Stored data entries
#####

PR #2481, opened 2026-01-12
Adding Feature for Global Latency Benchmarking (Independent of a Robot)

yuvrajdhadwal:
In a comment right before break, @rishiso mentioned that we should be able to profile events independent of the robots. I have implemented that as a feature of the benchmarking module. You would set robot_id to -1 to do this.


yuvrajdhadwal:
oops i made the branch off a branch instead of off main let me fix that

yuvrajdhadwal:
closing

PR #1884, opened 2023-05-29
[docker] support updating nat64 CIDR during runtime

erjiaqing:
Current firewall rules uses a static CIDR for NAT64. This will block all traffic if we change the NAT64 CIDR。

This PR uses fwmark to identify the traffic from wpan0 interface for NAT44.

This is mainly for testing purpose.

Test: https://github.com/openthread/openthread/actions/runs/5114000045/jobs/9193809926


xuyirio (approved):
Could you add a bit more description to this PR?

jwhui (approved):

PR #1892, opened 2023-06-05
[rest] initialize dataset

agners:
When there is already a dataset, and setting properties using the PUT method and an incomplete JSON dataset, some fields of the dataset variable might not be initialized. This leads to uninitialized data being used as active dataset.

Make sure we initialize the dataset variable. This makes sure that all components of the dataset are considered not set.


wgtdkp (approved):
LGTM :+1:

jwhui (approved):
Thanks! 👍🏼

PR #1893, opened 2023-06-05
[rest] support deleting the dataset

agners:
Add REST API to support deleting the active or pending operational dataset. Deleting the active operational dataset requires the Thread network to be disabled (just like modifying the active operational dataset). Subsequent use of the PUT method allows to build entirly new datasets with values generated by the stack (through otDatasetCreateNewNetwork).

### DIFF
--- a/src/rest/openapi.yaml
+++ b/src/rest/openapi.yaml
@@ -239,6 +239,18 @@ paths:
           description: Invalid request body.
         "409":
           description: Writing active operational dataset rejected because Thread network is active.
+    delete:
+      tags:
+        - node
+      summary: Deletes the active operational dataset
+      description: |-
+        Deletes the the active operational dataset on the current node. Only allowed if the Thread node
+        is inactive.
+      responses:
+        "200":
+          description: Successfully deleted the active operational dataset.
+        "409":
+          description: Deleting active operational dataset rejected because Thread network is active.
   /node/dataset/pending:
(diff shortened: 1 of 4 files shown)


agners:
The macOS issue is kinda weird, I rebased  on an earlier commit which built fine according to the main branch. It seems some external resource changed which broke the `macOS / build-check` here?

agners:
> There are also other persistent data that you probably want to remove as well when joining a new network. OpenThread provides `otInstanceErasePersistentInfo()` to erase all those data. What about we provide an equivalent REST API?

Hm, `otInstanceErasePersistentInfo()` probably would need another REST resource path. Maybe a `DELETE` on `/node`?

What type of data is that erasing beside the dataset? I was assuming that all network related data is being reset by clearing the dataset.

jwhui:
> What type of data is that erasing beside the dataset? I was assuming that all network related data is being reset by clearing the dataset.

All of the non-volatile settings are defined here: https://github.com/openthread/openthread/blob/main/src/core/common/settings.hpp

Thread Specification requires certain identifying information to be reset on a factory reset.

If we are truly want to factory reset the Thread configuration, then we should erase all non-volatile settings.

I wonder if we should provide a way to delete all non-volatile settings rather than just the Operational Dataset itself.

agners:
Replaced by #1908.

PR #1904, opened 2023-06-14
[rest] deactive IPv6 interface when disabling the OTBR

agners:
Deactivate the IPv6 interface when disabling the OTBR. This follows the Attach/Deatach semantics of the D-Bus API.


bukepo (approved):

jwhui (approved):
Thanks! 👍🏼

PR #1908, opened 2023-06-15
[rest] support erasing all persistent info

agners:
Add REST API to support erasing all persistent information, effectively factory resetting the OTBR. The implementation follows the semantic of the D-Bus API and automatically disables the Thread network.

After erasing all persistent information the dataset is cleared too. So this allows to build a new Thread network with subsequent use of the PUT method to the /node/dataset/active endpoint.

### DIFF
--- a/src/rest/openapi.yaml
+++ b/src/rest/openapi.yaml
@@ -43,6 +43,15 @@ paths:
             application/json:
               schema:
                 type: object
+    delete:
+      tags:
+        - node
+      summary: Erase all persistent information, essentially factory reset the Border Router.
+      responses:
+        "200":
+          description: Successful operation
+        "409":
+          description: Thread interface is in wrong state.
   /node/ba-id:
     get:
       tags:
--- a/src/rest/resource.cpp
+++ b/src/rest/resource.cpp
@@ -257,16 +257,46 @@ exit:
     }
 }
 
+void Resource::DeleteNodeInfo(Response &aResponse) const
+{
+    otbrError   error = OTBR_ERROR_NONE;
+    std::string errorCode;
+
+    VerifyOrExit(mNcp->GetThreadHelper()->Detach() == OT_ERROR_NONE, error = OTBR_ERROR_INVALID_STATE);
+    VerifyOrExit(otInstanceErasePersistentInfo(mInstance) == OT_ERROR_NONE, error = OTBR_ERROR_REST);
+    mNcp->Reset();
+
+exit:
+    if (error == OTBR_ERROR_NONE)
+    {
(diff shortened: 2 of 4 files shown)


agners:
This replaces #1893 and implements what has been discussed in that PR.

agners:
I think the test failure "Border Router / Border Router MATN (mDNSResponder)" is not caused by this PR, could someone trigger another test run of that test?

wgtdkp:
> I think the test failure "Border Router / Border Router MATN (mDNSResponder)" is not caused by this PR, could someone trigger another test run of that test?

There are conflicts in third_party/openthread/repo

src/rest/openapi.yaml
```diff
@@ -43,6 +43,15 @@ paths:
             application/json:
               schema:
                 type: object
+    delete:
+      tags:
+        - node
```
wgtdkp, line 48: It doesn't look accurate that "delete node" means removing the persistent info. I think the first impression may be "delete this device from the Thread network".

What about using  `node/persistent-info`?

agners: Hm, in my mind persistent information is like an implementation detail. I don't see us having a `GET` or `PUT` method there.

In a way, logically, we reset/kill the whole (Thread) node, so to me `/node` sound not really wrong... Thoughts?

agners:
> There are conflicts in third_party/openthread/repo

The issue is resolved now.

src/rest/openapi.yaml
wgtdkp: > In a way, logically, we reset/kill the whole (Thread) node, so to me /node sound not really wrong... Thoughts?

My concern is that the method name is "delete", but not "reset", so it could be misleading.

If you are looking for a more generic name, what about "node/network-settings"?

agners: > My concern is that the method name is "delete", but not "reset", so it could be misleading.

Granted, `DELETE` is not an ideal method name for this operation, but it is the best fit from what HTTP offers.

> If you are looking for a more generic name, what about "node/network-settings"?

I think I'd rather prefer `node/persistent-info` then.

The thing which bothers me using an endpoint below `/node` is that we delete/reset all the settings of a node, e.g. the `GET` of `/node` or `/node/ext-address` will be different. This, to me, makes the `DELETE` to the parent endpoint `/node` a very good fit.

In the end, its just an endpoint, it doesn't matter too much. I'd still prefer `/node`, but I can live with either endpoint :smile: 

@jwhui do you have thoughts/an opinion on what to choose here?

wgtdkp (approved):
LGTM :+1:

PR #1910, opened 2023-06-16
[mdns] pass copy of `mType` for `OnServiceResolved`

sunytt:
https://github.com/openthread/ot-br-posix/blob/main/src/mdns/mdns_avahi.cpp#L1261
`PublisherAvahi::ServiceResolver::HandleResolveHostResult` passes the reference of `ServiceResolver::mType` to `OnServiceResolved()` function which calls each registered service discovery callback on the resolved service. The ServiceResolver may be removed by a callback, when there are more callbacks called afterwards, there will be a crash as the `mType` is gone.

### DIFF
--- a/src/mdns/mdns.cpp
+++ b/src/mdns/mdns.cpp
@@ -175,7 +175,7 @@ uint64_t Publisher::AddSubscriptionCallbacks(Publisher::DiscoveredServiceInstanc
     return subscriberId;
 }
 
-void Publisher::OnServiceResolved(const std::string aType, const DiscoveredInstanceInfo &aInstanceInfo)
+void Publisher::OnServiceResolved(std::string aType, const DiscoveredInstanceInfo &aInstanceInfo)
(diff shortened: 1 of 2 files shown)


src/mdns/mdns.cpp
```diff
@@ -175,7 +175,7 @@ uint64_t Publisher::AddSubscriptionCallbacks(Publisher::DiscoveredServiceInstanc
     return subscriberId;
 }
 
-void Publisher::OnServiceResolved(const std::string &aType, const DiscoveredInstanceInfo &aInstanceInfo)
+void Publisher::OnServiceResolved(const std::string aType, const DiscoveredInstanceInfo &aInstanceInfo)
```
jwhui, line 178:
```suggestion
void Publisher::OnServiceResolved(std::string aType, const DiscoveredInstanceInfo &aInstanceInfo)
```

PR #1911, opened 2023-06-16
[mdns] all `On{Item}Resolved()` callbacks to use value parameters

abtink:
This commit updates all base class `Publisher::On{Item}Resolved()` callbacks to use value parameters instead of `const` reference. This change ensures that the objects passed to these callbacks will not be freed until the callbacks have completed and prevent any potential problem. In particular user may unsubscribe (invoke `UnsubscribeService()` or `UnsubscribeHost()`) from the callback.

----

This is follow up https://github.com/openthread/ot-br-posix/pull/1910.

### DIFF
--- a/src/mdns/mdns.cpp
+++ b/src/mdns/mdns.cpp
@@ -81,14 +81,14 @@ void Publisher::PublishHost(const std::string             &aName,
     }
 }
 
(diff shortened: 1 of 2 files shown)


sunytt (approved):
LGTM 👍

wgtdkp (approved):
LGTM 👍

jwhui (approved):

PR #1919, opened 2023-06-21
[mdns] update mDNSResponder to 1790.80.10

agners:


agners:
It seems that some tests fail despite not using mDNSResponder. The reason is that the tests use mDNSResponder (`mdnsd` and `dns-sd` CLI utility) to find services. It seems that this new version causes problems at times, e.g. it seems to discover the OTBR twice (e.g. from the [Border Router TREL (Avahi)](https://github.com/openthread/ot-br-posix/actions/runs/5333902284/jobs/9667010528?pr=1919#logs) test):

```
FAIL: test (__main__.PublishMeshCopService)
  File "/home/runner/work/ot-br-posix/ot-br-posix/third_party/openthread/repo/tests/scripts/thread-cert/border_router/test_publish_meshcop_service.py", line 117, in test
    self.assertEqual(len(service_instances), 2)
AssertionError: 4 != 2
```

It could be just timing, or maybe it is really a bug in that new mDNSResponder version.

I am currently not setup to run these tests/didn't investigate on how to run them. I probably can look into these issues at one point, but it doesn't seem to be a quick/easy thing from what I can tell.

If someone else has a good idea I am happy to hear it.

agners:
With the patches from https://github.com/apple-oss-distributions/mDNSResponder/pull/2 and https://github.com/apple-oss-distributions/mDNSResponder/pull/6 the tests seem to run through nicely (the first time there were some errors, but they were unrelated. With this second run it seems everything is green now.

I'll update the branch again to trigger another run, if that returns green again I think it shows some certainty that this the update is solid.

agners:
Any thoughts on this PR?  It does address issue we have seen where `mdnsd` suddenly used 100% CPU. We haven't observed that issue with this version so far.

superwhd (approved):
LGTM, Thanks!

wgtdkp (approved):
LGTM :+1:

jwhui (approved):
Thanks! 👍🏼

PR #1929, opened 2023-07-03
[utils] update SuccessOrExit for error tracking

wgtdkp:
This commit updates the `SuccessOrExit` macro to accept an action before goto "exit". It allows us to add a log when error happens. For example, we can write:

```
SuccessOrExit((error = writeDatasetToSettings()), otbrLogErr("Failed to write dataset to settings"));
```

So that we know exactly which step a method fails at.

------

This commit also prints the error/status code for macro `SuccessOrDie`.

### DIFF
--- a/src/common/code_utils.hpp
+++ b/src/common/code_utils.hpp
@@ -72,13 +72,14 @@
  *  @param[in] aStatus  A scalar status to be evaluated against zero (0).
  *
  */
-#define SuccessOrExit(aStatus) \
-    do                         \
-    {                          \
-        if ((aStatus) != 0)    \
-        {                      \
-            goto exit;         \
-        }                      \
+#define SuccessOrExit(aStatus, ...) \
+    do                              \
+    {                               \
+        if ((aStatus) != 0)         \
+        {                           \
+            __VA_ARGS__;            \
+            goto exit;              \
+        }                           \
     } while (false)
 
 /**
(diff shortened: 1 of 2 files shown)


src/common/code_utils.hpp
```diff
@@ -89,14 +90,14 @@
...
-        {                                                                    \
-            otbrLogEmerg("FAILED %s:%d - %s", __FILE__, __LINE__, aMessage); \
-            exit(-1);                                                        \
-        }                                                                    \
+#define SuccessOrDie(aStatus, aMessage)                                                   \
+    do                                                                                    \
+    {                                                                                     \
+        if ((aStatus) != 0)                                                               \
+        {                                                                                 \
+            otbrLogEmerg("FAILED %s:%d - %s: %d", __FILE__, __LINE__, aMessage, aStatus); \
```
zhanglongxia, line 98: How about putting the status value in front of the message string? The length of the message string is uncertain. Putting the status value at the beginning makes the developer easier to find the status value.

wgtdkp: SGTM, updated!

zhanglongxia (approved):
LGTM

bukepo (approved):

tests/scripts/openwrt
```diff
@@ -43,7 +43,7 @@ readonly CONTAINER_NAME
 
 do_prepare()
 {
-    docker create --name "${CONTAINER_NAME}" --rm -v openwrt-bin:/home/build/openwrt/bin -it openwrt/sdk
+    docker create --name "${CONTAINER_NAME}" --rm -v openwrt-bin:/home/build/openwrt/bin -it openwrt/sdk:22.03.3
```
bukepo, line 46: Is this change intentional?

wgtdkp: Yes, current openwrt CI is broken because the openwrt/sdk:latest has incompatible changes that otbr can't build it the docker image (e.g. no `sudo`, no `/home/build/openwrt` directory). It's probably more stable to stick with the latest "good" build to unblock the CI on the main branch (for example, https://github.com/openthread/ot-br-posix/pull/1930).

I will ask the commits being merged separately.

wgtdkp:
@jwhui When merging this PR, please merge the two commits separately. The second one is for fixing the broken openwrt CI tests

jwhui (approved):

#####

_PROBLEM STATEMENT:_
Please go through the data above and copy every line that has the word "repo".

_EXPECTED OUTPUT:_
There are conflicts in third_party/openthread/repo
> There are conflicts in third_party/openthread/repo
  File "/home/runner/work/ot-br-posix/ot-br-posix/third_party/openthread/repo/tests/scripts/thread-cert/border_router/test_publish_meshcop_service.py", line 117, in test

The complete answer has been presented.